Tying this all back to long-term sickness and economic inactivity
Obviously, long-term sickness is a complex issue, but reducing the discussion to whether people are in work or not misses what, in my opinion, is the primary concern. Namely, that providing therapies that effectively manage chronic conditions in a way that saves money for the individual and health services and reduces the burden on health professionals will have significant economic, social and health benefits.
Investing in and developing the solutions now will also have more impact in the long run - particularly important when the population is older - than the various financial measures that could be used to incentivise a return to work.
Regardless of whether someone wishes to work, this approach will lead to better healthcare and more comfortable lives for all. And, if people do want to work, then these solutions will make it easier for them to do so.
Technology - the future of healthcare
Wearable technology that can be tailored to an individual’s needs will be at the forefront of this healthtech revolution - not only meeting the NHS’s desire to offer patients “more personalised therapeutic options”, but also giving patients greater control over their health.

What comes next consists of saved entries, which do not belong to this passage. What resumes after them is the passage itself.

PR #1032, opened 2018-08-29
Removes depracated Contract.eventFilter. Fixes #1028.

### LINKED ISSUE #1028: Remove `contract.eventFilter`
* Version: 4.6

### What was wrong?

contract.eventFilter was deprecated in v4, and can be removed in v5.

Exef:
### What was wrong?

Contract.eventFilter() method marked as deprecated and it should be removed in v5.
Related to Issue #1028 

### How was it fixed?

I removed the deprecated function, the test that used it and documentation about it.

#### Cute Animal Picture

### DIFF
--- a/docs/contracts.rst
+++ b/docs/contracts.rst
@@ -282,51 +282,6 @@ Each Contract Factory exposes the following methods.
     ``argument_filters``, optional. Expects a dictionary of argument names and values. When provided event logs are filtered for the event argument values. Event arguments can be both indexed or unindexed. Indexed values with be translated to their corresponding topic arguments. Unindexed arguments will be filtered using a regular expression.
     ``topics`` optional, accepts the standard JSON-RPC topics argument.  See the JSON-RPC documentation for `eth_newFilter <https://github.com/ethereum/wiki/wiki/JSON-RPC#eth_newfilter>`_ more information on the ``topics`` parameters.
 
-.. py:classmethod:: Contract.eventFilter(event_name, filter_params=None)
-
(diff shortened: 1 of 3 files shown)


Exef:
Thank you, @dylanjw for fixing errors. 

Can you tell me, what have I done wrong with test fixture?

dylanjw:
Thanks for contributing!

pytest fixtures can be parametrized, so that everytime a test uses that fixture, it is run with each parameter.

The fixture decorator `@pytest.fixture(params=['v3', 'v4'])` was passing both 'v3' and 'v4' values to `return_filter_by_api`.  Because the 'v3' conditional was removed, in the case when 'v3' was passed the ValueError on this line https://github.com/ethereum/web3.py/pull/1032/commits/523f4938317282a60ea71688ec50ad400304a7cd#diff-e3a6abe3e92df49f9a94069e9a05f9e7L147 was being raised.

pipermerriam:
@dylanjw before this is merged we'll need to get a legacy `v4` branch created to allow merging of these new `v5` only features into `master` (and then anything that is a bugfix needs to be backported to `v4`)

dylanjw:
The https://github.com/ethereum/web3.py/tree/v4 branch is up to date with 4.7.1

docs/contracts.rst
```diff
@@ -484,42 +439,6 @@ and the arguments are ambiguous.
         1
 
 
-
-.. _event-log-object:
```
veox: Slug is referenced elsewhere in the docs (via `:ref:`), which produces a warning.

Section below also referenced.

And these are objectives that sit at the heart of NuroKor’s mission. We are creating non-invasive, drug-free therapies for some of the most intractable health challenges and conditions. We develop unique formulations of therapeutic electrical currents that can be applied to the body to manage pain, promote wound healing, optimise recovery and more. You can read more about it on our Science and Technology pages.
Considering the large range of issues that our electrotherapy technology can help manage, we see great potential to build on our existing successes in the near future and bring relief to more people. A similar, more limited form of this technology, which uses electrical stimulation to tackle migraines and cluster headaches, was included in the 2021/22 Medtech funding mandate.
Ultimately, dealing with long-term sickness is a challenge that will be with us for some time yet. Tackling the cause - illness - rather than the symptom - economic inactivity - will yield greater results over time.